PR #1925, opened 2019-11-17
xcute: Send the tasks by batch

AymericDu:
##### SUMMARY

- Stop using pickle
- Send the tasks by batch
- Allow to use ratelimit
- Count the errors by type
- Use python time instead of redis time
- Keep the job in the workers' cache

##### ISSUE TYPE

 - Feature Pull Request
 - Bugfix Pull Request

##### COMPONENT NAME

- `xcute`

##### SDS VERSION

```
openio 5.2.2
```

### DIFF
--- a/oio/blob/converter.py
+++ b/oio/blob/converter.py
@@ -54,8 +54,8 @@ class BlobConverter(object):
         self.volume = volume
         self.namespace, self.volume_id = check_volume(self.volume)
         # cache
-        self.name_by_cid = CacheDict(size=262144)
-        self.content_id_by_name = CacheDict(size=262144)
+        self.name_by_cid = CacheDict()
+        self.content_id_by_name = CacheDict()
         # client
         self.container_client = ContainerClient(conf, **kwargs)
         self.content_factory = ContentFactory(conf, self.container_client,
--- a/oio/xcute/common/backend.py
+++ b/oio/xcute/common/backend.py
@@ -20,8 +20,7 @@ import random
 
 from oio.common.easy_value import true_value
 from oio.common.exceptions import Forbidden, NotFound
-from oio.common.green import datetime, time
-from oio.common.json import json
+from oio.common.green import datetime
 from oio.common.redis_conn import RedisConnection
 from oio.common.timestamp import Timestamp
 
@@ -45,18 +44,24 @@ class XcuteBackend(RedisConnection):
     DEFAULT_LIMIT = 1000
 
     _lua_errors = {
-        'job_exists': (Forbidden,
-                       'The job already exists'),
-        'no_job': (NotFound,
-                   'The job does\'nt exist'),
-        'lock_exists': (Forbidden,
-                        'The lock already exists'),
-        'must_be_running': (Forbidden,
-                            'The job must be running'),
-        'must_be_paused': (Forbidden,
-                           'The job must be paused'),
-        'must_be_waiting_paused_finished': (Forbidden,
-                                            'The job must be waiting or paused or finished')
+        'job_exists': (
+            Forbidden,
+            'The job already exists'),
+        'no_job': (
+            NotFound,
+            'The job does\'nt exist'),
+        'lock_exists': (
+            Forbidden,
+            'The lock already exists'),
+        'must_be_running': (
+            Forbidden,
+            'The job must be running'),
+        'must_be_paused': (
+            Forbidden,
+            'The job must be paused'),
+        'must_be_waiting_paused_finished': (
+            Forbidden,
+            'The job must be waiting or paused or finished')
         }
 
     key_job_conf = 'xcute:job:config:%s'
@@ -112,7 +117,8 @@ class XcuteBackend(RedisConnection):
                    job_id);
     """ + _lua_update_mtime + """
         local job_info = redis.call('HGETALL', 'xcute:job:info:' .. job_id);
-        local job_config = redis.call('HGETALL', 'xcute:job:config:' .. job_id);
+        local job_config = redis.call(
+            'HGETALL', 'xcute:job:config:' .. job_id);
         return {job_id, job_info, job_config};
     """
 
@@ -299,8 +305,9 @@ class XcuteBackend(RedisConnection):
                         'job.status', 'PAUSED');
                 local orchestrator_id = redis.call(
                     'HGET', 'xcute:job:info:' .. job_id, 'orchestrator.id');
-                redis.call('SREM', 'xcute:orchestrator:jobs:' .. orchestrator_id,
-                        job_id);
+                redis.call(
+                    'SREM', 'xcute:orchestrator:jobs:' .. orchestrator_id,
+                    job_id);
                 stopped = true;
             end;
         end;
@@ -347,7 +354,8 @@ class XcuteBackend(RedisConnection):
         if all_tasks_sent == 'True' and status ~= 'FINISHED' then
             local total_tasks_sent = redis.call(
                 'HGET', 'xcute:job:info:' .. job_id, 'tasks.sent');
-            if tonumber(total_tasks_processed) >= tonumber(total_tasks_sent) then
+            if tonumber(total_tasks_processed) >= tonumber(
+                    total_tasks_sent) then
                 redis.call('HSET', 'xcute:job:info:' .. job_id,
                            'job.status', 'FINISHED');
                 finished = true;
@@ -526,7 +534,8 @@ class XcuteBackend(RedisConnection):
     def update_tasks_sent(self, job_id, task_ids, total_tasks,
                           all_tasks_sent=False):
         return self.script_update_tasks_sent(
-            keys=[self._get_timestamp(), job_id, total_tasks, str(all_tasks_sent)],
+            keys=[self._get_timestamp(), job_id, total_tasks,
+                  str(all_tasks_sent)],
             args=task_ids, client=self.conn)
 
     @handle_redis_exceptions
@@ -543,7 +552,8 @@ class XcuteBackend(RedisConnection):
             for key, value in task_results.items():
                 counters['results.' + key] = value
         return self.script_update_tasks_processed(
-            keys=[self._get_timestamp(), job_id] + self._dict_to_lua_array(counters),
+            keys=[self._get_timestamp(),
+                  job_id] + self._dict_to_lua_array(counters),
             args=task_ids,
             client=self.conn)
 
@@ -592,7 +602,8 @@ class XcuteBackend(RedisConnection):
         job_info = marshalled_job_info.copy()
 
         all_sent = true_value(job_info['tasks.all_sent'])
-        total = int(job_info['tasks.total']) if 'tasks.total' in job_info else None
+        total = int(job_info['tasks.total']) if 'tasks.total' \
+            in job_info else None
 
         job_info['tasks.sent'] = int(job_info['tasks.sent'])
         job_info['tasks.all_sent'] = all_sent
--- a/oio/xcute/common/backend.py
+++ b/oio/xcute/common/backend.py
@@ -516,7 +516,7 @@ class XcuteBackend(RedisConnection):
                                task_errors, task_results):
         counters = dict()
         if task_errors:
-            counters['errors.total'] = len(task_errors)
+            counters['errors.total'] = task_errors
         if task_results:
             for key, value in task_results.items():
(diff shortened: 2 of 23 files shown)


oio/blob/converter.py
```diff
@@ -54,8 +54,8 @@ def __init__(self, conf, logger=None, **kwargs):
         self.volume = volume
         self.namespace, self.volume_id = check_volume(self.volume)
         # cache
-        self.name_by_cid = CacheDict(size=262144)
-        self.content_id_by_name = CacheDict(size=262144)
+        self.name_by_cid = CacheDict()
```
loamhoof: Shouldn't this be in another PR, not in xcute?

oio/xcute/common/backend.py
```diff
@@ -367,12 +379,13 @@ class XcuteBackend(RedisConnection):
...
 
         if status == 'WAITING' then
-            redis.call('LREM', 'xcute:waiting:jobs', 1, KEYS[1]);
+            redis.call('LREM', 'xcute:waiting:jobs', 1, job_id);
         end;
 
         redis.call('ZREM', 'xcute:job:ids', job_id);
         redis.call('DEL', 'xcute:job:info:' .. job_id);
         redis.call('DEL', 'xcute:job:config:' .. job_id);
+        redis.call('DEL', 'xcute:tasks:running:' .. job_id);
```
loamhoof: This should have been in another commit.

oio/xcute/common/job.py
```diff
@@ -17,9 +17,22 @@
 from oio.common.logger import get_logger
 
 
+class XcuteTask(object):
+
+    def __init__(self, conf, job_config, logger=None):
+        self.conf = conf
+        self.logger = logger or get_logger(self.conf)
+
+        self.tasks_per_second = int(job_config['tasks_per_second'])
```
loamhoof: Why does the task need to know that?
Also why does it need to be cast?

oio/xcute/common/job.py
```diff
@@ -17,20 +17,33 @@
...
+
+
 class XcuteJob(object):
 
     JOB_TYPE = None
+    TASK_CLASS = None
 
     DEFAULT_TASKS_PER_SECOND = 32
-    MAX_TASKS_BATCH_SIZE = 256
+    MAX_TASKS_BATCH_SIZE = 512
```
loamhoof: That's still completely arbitrary.

oio/xcute/common/job.py
```diff
@@ -44,12 +57,15 @@ def load_config(self, job_config):
         self.tasks_batch_size = int_value(
             job_config.get('tasks_batch_size'), None)
         if self.tasks_batch_size is None:
-            self.tasks_batch_size = min(
-                self.tasks_per_second * 2, self.MAX_TASKS_BATCH_SIZE)
+            if self.tasks_per_second > 0:
+                self.tasks_batch_size = min(
+                    self.tasks_per_second * 2, self.MAX_TASKS_BATCH_SIZE)
+            else:
+                self.tasks_batch_size = self.MAX_TASKS_BATCH_SIZE
```
loamhoof: Why is `sanitize_params` still stateful?

oio/xcute/common/worker.py
```diff
@@ -29,22 +29,19 @@ def __init__(self, conf, logger=None):
...
-            job_class = JOB_TYPES[job_type]
+            task_class = JOB_TYPES[job_type].TASK_CLASS
             job_config = beanstalkd_job['job_config']
 
-            job = job_class(self.conf, logger=self.logger)
-            job.load_config(job_config)
-            job.init_process_task()
-
-            self.jobs[job_id] = job
+            task = task_class(self.conf, job_config, logger=self.logger)
```
loamhoof: I still think the task doesn't need to be passed all of the job config, but only its specific parameters.

oio/xcute/jobs/mover.py
```diff
@@ -21,27 +21,92 @@
...
+
+        # Start moving the chunk
+        try:
+            content = self.content_factory.get(container_id, content_id)
+            content.move_chunk(
+                chunk_id, fake_excluded_chunks=self.fake_excluded_chunks)
+        except (ContentNotFound, OrphanChunk):
+            return {'orphan': 1}
+
+        return {'moved_chunks': 1, 'total_size': chunk_size}
```
loamhoof: Lacking some consistency with the names: `skipped`, `orphan` but `moved_chunks`?

oio/xcute/orchestrator.py
```diff
@@ -135,7 +135,7 @@ def handle_new_job(self, job_id, job_type, last_task_id, job_config):
 
         job_class = JOB_TYPES[job_type]
         job = job_class(self.conf, logger=self.logger)
-        job.load_config(job_config)
+        job.sanitize_params(job_config)
```
loamhoof: Why is this here? It should only be called in the server.

oio/xcute/common/job.py
```diff
@@ -57,8 +57,11 @@ def sanitize_params(self, job_config):
         self.tasks_batch_size = int_value(
             job_config.get('tasks_batch_size'), None)
         if self.tasks_batch_size is None:
-            self.tasks_batch_size = min(
-                self.tasks_per_second * 2, self.MAX_TASKS_BATCH_SIZE)
+            if self.tasks_per_second > 0:
+                self.tasks_batch_size = min(
+                    self.tasks_per_second * 2, self.MAX_TASKS_BATCH_SIZE)
+            else:
```
loamhoof: That should return an error?

oio/xcute/orchestrator.py
```diff
@@ -118,127 +117,148 @@ def orchestrate_loop(self):
...
             Dispatch all of a job's tasks
         """
 
         self.logger.info('Start dispatching job (job_id=%s)', job_id)
 
         try:
-            task = None
-            for task in job_tasks:
-                (task_class, task_id, task_payload, total_tasks) = task
+            items_run_time = 0
```
loamhoof: What is `items`?

oio/xcute/common/job.py
AymericDu: When `tasks_per_second` is less than or equal to 0, it means we want to go as fast as possible.

oio/xcute/common/job.py
```diff
@@ -58,13 +71,7 @@ def load_config(self, job_config):
     def get_tasks(self, marker=None):
         """
             Yields the job tasks as
-            (TaskClass, task_id, task_payload, total_tasks)
+            (task_id, task_payload, total_tasks)
```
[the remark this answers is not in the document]
AymericDu: In which case would a job want to send different tasks? And even if it were, it would be enough to send the information to the payload so that the task processing uses the correct code.

oio/xcute/common/job.py
AymericDu: So what value do you propose? This value depends on the size of the task IDs and their payloads. These two sizes depending on the type of job. It is therefore impossible to have a default value that will be perfect for all jobs. If a job wants to change this value, it can override it in its class.

oio/xcute/common/backend.py
```diff
@@ -471,58 +490,73 @@ def list_orchestrator_jobs(self, orchestrator_id):
...
         if next_job is None:
             return None
         job_id, job_info, job_config = next_job
         job_info = self._unmarshal_job_info(
             self._lua_array_to_dict(job_info))
-        job_config = self._unmarshal_job_conf(
-            self._lua_array_to_dict(job_config))
-        return (job_id, job_info['job_type'], job_info.get('last_sent'),
-                job_config)
+        job_config = self._lua_array_to_dict(job_config)
```
loamhoof: Consistency between `job_info` and `job_config`

oio/xcute/common/job.py
loamhoof: If you want a default and not do it per class, imho:
- it should be commented to say why we have one, and the consequences
- isn't it too big? 512 allows <128 characters by task only

oio/xcute/common/job.py
```diff
@@ -30,23 +30,63 @@ def process(self, task_id, task_payload):
...
 
     JOB_TYPE = None
+    TASK_CLASS = None
+
+    DEFAULT_TASKS_PER_SECOND = 32
+    MAX_TASKS_BATCH_SIZE = 512
 
-    @staticmethod
-    def sanitize_params(params):
+    def __init__(self, conf, logger=None):
```
loamhoof: Please go back to the static version. There is no reason to have a state

oio/xcute/common/job.py
```diff
@@ -30,23 +30,63 @@ def process(self, task_id, task_payload):
...
+        """
+        sanitized_job_config = dict()
+
+        tasks_per_second = int_value(
+            job_config.get('tasks_per_second'),
+            self.DEFAULT_TASKS_PER_SECOND)
+        sanitized_job_config['tasks_per_second'] = tasks_per_second
+
+        tasks_batch_size = int_value(
+            job_config.get('tasks_batch_size'), None)
```
loamhoof: `.get(foo, None)` is redudant

oio/xcute/common/job.py
```diff
@@ -30,23 +30,63 @@ def process(self, task_id, task_payload):
...
+
+        return sanitized_job_config, lock
+
+    def sanitize_params(self, job_params):
         """
             Validate and sanitize the job parameters
             Ex: cast a string as integer, set a default
             Also return the lock id if there is one
         """
+        sanitized_job_params = dict()
```
loamhoof: Why not raise anymore?

oio/xcute/common/job.py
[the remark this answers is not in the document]
loamhoof: So the only reason we were sending the task at the beginning was because we wanted to pickle it? Ok

oio/xcute/common/backend.py
```diff
@@ -471,58 +490,73 @@ def list_orchestrator_jobs(self, orchestrator_id):
...
-            keys=[job_id, total_tasks, str(all_tasks_sent)],
+            keys=[self._get_timestamp(), job_id, total_tasks,
+                  str(all_tasks_sent)],
             args=task_ids, client=self.conn)
 
     @handle_redis_exceptions
     def update_tasks_processed(self, job_id, task_ids,
                                task_errors, task_results):
         counters = dict()
         if task_errors:
```
loamhoof: `task_errors` & `task_results` should never be empty. If we wanna double make sure they're not empty, get them with a `.get('foo', {})` in the orchestrator. That would remove two `ifs`

oio/xcute/common/job.py
```diff
@@ -30,23 +30,63 @@ def process(self, task_id, task_payload):
...
+            job_config.get('tasks_per_second'),
+            self.DEFAULT_TASKS_PER_SECOND)
+        sanitized_job_config['tasks_per_second'] = tasks_per_second
+
+        tasks_batch_size = int_value(
+            job_config.get('tasks_batch_size'), None)
+        if tasks_batch_size is None:
+            if tasks_per_second > 0:
+                tasks_batch_size = min(
+                    tasks_per_second * 2, self.MAX_TASKS_BATCH_SIZE)
```
loamhoof: It'd be nice to have a default batch size "optimised" for every job. A 2 seconds worth of tasks batch size is huge.

oio/xcute/common/job.py
AymericDu: `None` is not `get` parameter, but` int_value` parameter.

oio/xcute/common/job.py
```diff
@@ -30,23 +30,63 @@ def process(self, task_id, task_payload):
...
+                tasks_batch_size = self.MAX_TASKS_BATCH_SIZE
+        elif tasks_batch_size < 1:
+            raise ValueError('Tasks batch size should be positive')
+        elif tasks_batch_size > self.MAX_TASKS_BATCH_SIZE:
+            raise ValueError('Tasks batch size should be less than %d' %
+                             self.MAX_TASKS_BATCH_SIZE)
+        sanitized_job_config['tasks_batch_size'] = tasks_batch_size
+
+        sanitized_job_params, lock = self.sanitize_params(
+            job_config.get('params') or dict())
```
loamhoof: `.get('params', dict())`

AymericDu: If the `params` key is in `job_config`, but its value is `None`, we must be sure to have a `dict`.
+ + + +
» **EXERCISE**: Every line containing the string "else" is required; copy each such line from the data.

» **RESULT OF THE EXERCISE**:
-        total = int(job_info['tasks.total']) if 'tasks.total' in job_info else None
+            in job_info else None
+            else:
+            else:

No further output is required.